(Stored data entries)
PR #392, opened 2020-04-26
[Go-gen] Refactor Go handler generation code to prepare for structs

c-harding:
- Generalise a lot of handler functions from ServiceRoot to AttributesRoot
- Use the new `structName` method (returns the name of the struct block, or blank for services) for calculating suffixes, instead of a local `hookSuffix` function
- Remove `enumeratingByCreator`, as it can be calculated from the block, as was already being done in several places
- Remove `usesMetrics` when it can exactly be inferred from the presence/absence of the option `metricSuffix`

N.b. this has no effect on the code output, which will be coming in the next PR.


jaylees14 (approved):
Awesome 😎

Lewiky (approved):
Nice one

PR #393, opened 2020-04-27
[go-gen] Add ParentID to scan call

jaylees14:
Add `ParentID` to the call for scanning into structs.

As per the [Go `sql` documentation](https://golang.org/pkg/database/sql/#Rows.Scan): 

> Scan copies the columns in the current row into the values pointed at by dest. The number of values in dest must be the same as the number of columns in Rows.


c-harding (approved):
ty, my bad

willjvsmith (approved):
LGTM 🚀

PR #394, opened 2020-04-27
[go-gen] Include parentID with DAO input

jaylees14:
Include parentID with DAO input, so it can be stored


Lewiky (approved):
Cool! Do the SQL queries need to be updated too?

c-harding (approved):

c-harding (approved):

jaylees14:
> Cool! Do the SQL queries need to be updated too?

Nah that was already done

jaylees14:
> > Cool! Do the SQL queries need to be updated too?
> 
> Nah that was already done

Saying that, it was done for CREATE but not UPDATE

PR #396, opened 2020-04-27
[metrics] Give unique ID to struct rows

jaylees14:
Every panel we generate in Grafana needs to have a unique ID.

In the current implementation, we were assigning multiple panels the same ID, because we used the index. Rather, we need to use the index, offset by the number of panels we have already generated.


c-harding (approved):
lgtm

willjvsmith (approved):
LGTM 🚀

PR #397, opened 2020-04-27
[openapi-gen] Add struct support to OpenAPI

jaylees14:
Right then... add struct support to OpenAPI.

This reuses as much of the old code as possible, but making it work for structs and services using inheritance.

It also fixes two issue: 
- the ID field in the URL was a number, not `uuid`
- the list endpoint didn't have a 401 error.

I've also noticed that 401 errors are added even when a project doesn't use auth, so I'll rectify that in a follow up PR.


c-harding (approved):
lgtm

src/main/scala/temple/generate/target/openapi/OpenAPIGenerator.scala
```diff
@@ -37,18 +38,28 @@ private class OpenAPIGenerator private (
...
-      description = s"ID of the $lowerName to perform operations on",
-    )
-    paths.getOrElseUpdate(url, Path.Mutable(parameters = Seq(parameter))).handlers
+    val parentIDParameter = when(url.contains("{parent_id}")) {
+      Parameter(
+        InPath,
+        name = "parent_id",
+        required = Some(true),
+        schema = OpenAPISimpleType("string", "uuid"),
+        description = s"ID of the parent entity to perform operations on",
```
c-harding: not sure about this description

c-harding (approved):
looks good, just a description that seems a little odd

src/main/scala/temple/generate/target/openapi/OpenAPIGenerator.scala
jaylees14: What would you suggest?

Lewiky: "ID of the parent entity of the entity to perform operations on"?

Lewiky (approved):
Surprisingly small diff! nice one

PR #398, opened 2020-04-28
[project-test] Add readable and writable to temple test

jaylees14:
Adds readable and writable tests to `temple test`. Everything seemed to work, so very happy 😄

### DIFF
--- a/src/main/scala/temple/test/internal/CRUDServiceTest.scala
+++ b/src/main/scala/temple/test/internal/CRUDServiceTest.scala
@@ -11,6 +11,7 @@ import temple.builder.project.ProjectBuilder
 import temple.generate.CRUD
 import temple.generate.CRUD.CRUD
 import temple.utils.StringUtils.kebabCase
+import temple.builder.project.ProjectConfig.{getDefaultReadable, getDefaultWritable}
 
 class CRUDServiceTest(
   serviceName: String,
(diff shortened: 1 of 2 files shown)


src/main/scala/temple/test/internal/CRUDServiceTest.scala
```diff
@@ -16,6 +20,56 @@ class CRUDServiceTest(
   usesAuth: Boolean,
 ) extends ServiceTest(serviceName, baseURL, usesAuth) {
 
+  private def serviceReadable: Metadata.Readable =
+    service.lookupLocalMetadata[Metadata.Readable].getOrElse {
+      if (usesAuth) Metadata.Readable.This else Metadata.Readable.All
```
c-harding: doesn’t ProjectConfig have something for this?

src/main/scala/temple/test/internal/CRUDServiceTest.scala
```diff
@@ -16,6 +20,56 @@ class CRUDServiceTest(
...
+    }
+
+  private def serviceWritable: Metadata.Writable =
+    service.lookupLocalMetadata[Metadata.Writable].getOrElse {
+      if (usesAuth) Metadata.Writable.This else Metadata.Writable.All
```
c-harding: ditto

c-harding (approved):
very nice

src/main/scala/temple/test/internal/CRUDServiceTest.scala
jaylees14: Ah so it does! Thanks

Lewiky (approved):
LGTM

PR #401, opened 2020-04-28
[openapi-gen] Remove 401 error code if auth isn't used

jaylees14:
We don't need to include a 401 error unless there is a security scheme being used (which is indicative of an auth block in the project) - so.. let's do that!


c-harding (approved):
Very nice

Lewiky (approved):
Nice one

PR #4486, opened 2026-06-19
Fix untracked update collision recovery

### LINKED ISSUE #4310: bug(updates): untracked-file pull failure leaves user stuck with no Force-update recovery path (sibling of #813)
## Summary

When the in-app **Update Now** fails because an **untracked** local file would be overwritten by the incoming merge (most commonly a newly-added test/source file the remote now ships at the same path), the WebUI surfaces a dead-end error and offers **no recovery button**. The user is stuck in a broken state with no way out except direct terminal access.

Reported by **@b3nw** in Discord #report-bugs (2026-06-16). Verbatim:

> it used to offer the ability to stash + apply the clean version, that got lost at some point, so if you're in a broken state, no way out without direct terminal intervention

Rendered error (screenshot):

* * *

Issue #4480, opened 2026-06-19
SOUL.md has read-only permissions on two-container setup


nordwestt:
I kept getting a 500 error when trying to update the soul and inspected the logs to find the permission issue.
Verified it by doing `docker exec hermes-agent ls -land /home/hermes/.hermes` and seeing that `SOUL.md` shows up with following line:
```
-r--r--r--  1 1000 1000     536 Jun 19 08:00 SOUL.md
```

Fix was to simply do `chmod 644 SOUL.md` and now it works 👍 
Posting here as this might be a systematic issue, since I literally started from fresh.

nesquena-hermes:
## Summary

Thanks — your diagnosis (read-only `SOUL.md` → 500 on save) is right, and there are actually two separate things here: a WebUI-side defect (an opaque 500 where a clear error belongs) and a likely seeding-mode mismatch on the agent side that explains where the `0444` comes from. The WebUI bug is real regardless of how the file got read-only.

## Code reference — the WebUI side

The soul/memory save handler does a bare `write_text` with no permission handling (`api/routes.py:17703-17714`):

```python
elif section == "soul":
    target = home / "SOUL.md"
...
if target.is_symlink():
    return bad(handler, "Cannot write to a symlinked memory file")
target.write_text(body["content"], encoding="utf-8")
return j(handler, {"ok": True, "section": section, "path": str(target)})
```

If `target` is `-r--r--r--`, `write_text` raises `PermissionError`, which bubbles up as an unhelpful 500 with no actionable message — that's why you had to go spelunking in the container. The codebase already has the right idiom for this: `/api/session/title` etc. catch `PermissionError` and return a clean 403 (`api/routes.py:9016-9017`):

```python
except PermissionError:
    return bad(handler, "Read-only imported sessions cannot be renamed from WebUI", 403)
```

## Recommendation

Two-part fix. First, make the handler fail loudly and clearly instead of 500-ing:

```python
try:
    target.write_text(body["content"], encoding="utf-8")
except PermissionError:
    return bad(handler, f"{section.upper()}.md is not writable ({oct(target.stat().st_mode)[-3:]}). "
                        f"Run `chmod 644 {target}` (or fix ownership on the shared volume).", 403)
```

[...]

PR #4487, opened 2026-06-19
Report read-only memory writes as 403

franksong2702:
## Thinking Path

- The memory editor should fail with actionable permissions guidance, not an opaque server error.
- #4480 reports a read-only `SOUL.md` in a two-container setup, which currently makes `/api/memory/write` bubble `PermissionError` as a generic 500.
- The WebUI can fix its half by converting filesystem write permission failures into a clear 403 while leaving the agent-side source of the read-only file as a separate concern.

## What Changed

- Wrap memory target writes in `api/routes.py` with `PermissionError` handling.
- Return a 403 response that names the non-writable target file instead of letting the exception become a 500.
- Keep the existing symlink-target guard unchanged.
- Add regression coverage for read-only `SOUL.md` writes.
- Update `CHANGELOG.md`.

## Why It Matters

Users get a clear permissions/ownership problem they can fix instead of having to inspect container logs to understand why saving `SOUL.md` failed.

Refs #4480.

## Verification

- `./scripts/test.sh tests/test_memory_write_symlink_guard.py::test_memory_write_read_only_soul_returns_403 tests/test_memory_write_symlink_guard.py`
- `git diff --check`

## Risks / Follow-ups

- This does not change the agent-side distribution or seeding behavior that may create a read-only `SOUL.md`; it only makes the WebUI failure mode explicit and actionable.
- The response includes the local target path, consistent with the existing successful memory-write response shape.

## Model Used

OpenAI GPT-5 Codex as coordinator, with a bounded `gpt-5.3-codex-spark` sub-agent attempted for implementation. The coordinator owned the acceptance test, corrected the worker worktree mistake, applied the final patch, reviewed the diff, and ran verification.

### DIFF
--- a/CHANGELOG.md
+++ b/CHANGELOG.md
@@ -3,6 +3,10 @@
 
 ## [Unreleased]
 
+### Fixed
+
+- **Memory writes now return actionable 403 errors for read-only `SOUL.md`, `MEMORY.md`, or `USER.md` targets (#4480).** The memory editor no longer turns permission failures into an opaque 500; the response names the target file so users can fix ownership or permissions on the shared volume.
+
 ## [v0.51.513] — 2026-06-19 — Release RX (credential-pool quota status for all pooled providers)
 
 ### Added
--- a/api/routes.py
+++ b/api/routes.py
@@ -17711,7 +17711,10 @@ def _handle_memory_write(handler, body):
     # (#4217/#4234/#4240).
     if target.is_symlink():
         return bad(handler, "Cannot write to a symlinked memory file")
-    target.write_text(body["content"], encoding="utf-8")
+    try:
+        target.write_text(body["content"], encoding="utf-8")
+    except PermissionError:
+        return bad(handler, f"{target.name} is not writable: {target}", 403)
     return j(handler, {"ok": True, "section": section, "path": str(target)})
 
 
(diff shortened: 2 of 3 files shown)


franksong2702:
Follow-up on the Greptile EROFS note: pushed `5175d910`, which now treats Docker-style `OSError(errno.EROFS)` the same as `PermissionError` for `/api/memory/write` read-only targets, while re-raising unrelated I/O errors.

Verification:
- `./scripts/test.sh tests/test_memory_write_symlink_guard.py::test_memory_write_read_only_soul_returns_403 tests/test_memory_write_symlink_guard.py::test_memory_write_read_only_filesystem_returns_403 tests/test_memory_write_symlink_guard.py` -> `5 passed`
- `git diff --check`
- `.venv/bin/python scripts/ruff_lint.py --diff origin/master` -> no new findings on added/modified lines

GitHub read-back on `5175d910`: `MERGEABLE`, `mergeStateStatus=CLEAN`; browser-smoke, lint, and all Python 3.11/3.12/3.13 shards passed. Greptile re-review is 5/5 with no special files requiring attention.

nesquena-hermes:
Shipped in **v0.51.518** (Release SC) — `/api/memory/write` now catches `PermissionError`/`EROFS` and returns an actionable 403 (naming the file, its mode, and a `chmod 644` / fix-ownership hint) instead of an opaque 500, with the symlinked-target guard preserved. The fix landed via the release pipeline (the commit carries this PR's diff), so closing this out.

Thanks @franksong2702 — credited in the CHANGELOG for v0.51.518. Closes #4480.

*Exercise objective*: Determine how many lines in the data include "private", and let the answer be that number alone.

*Your solution*: 3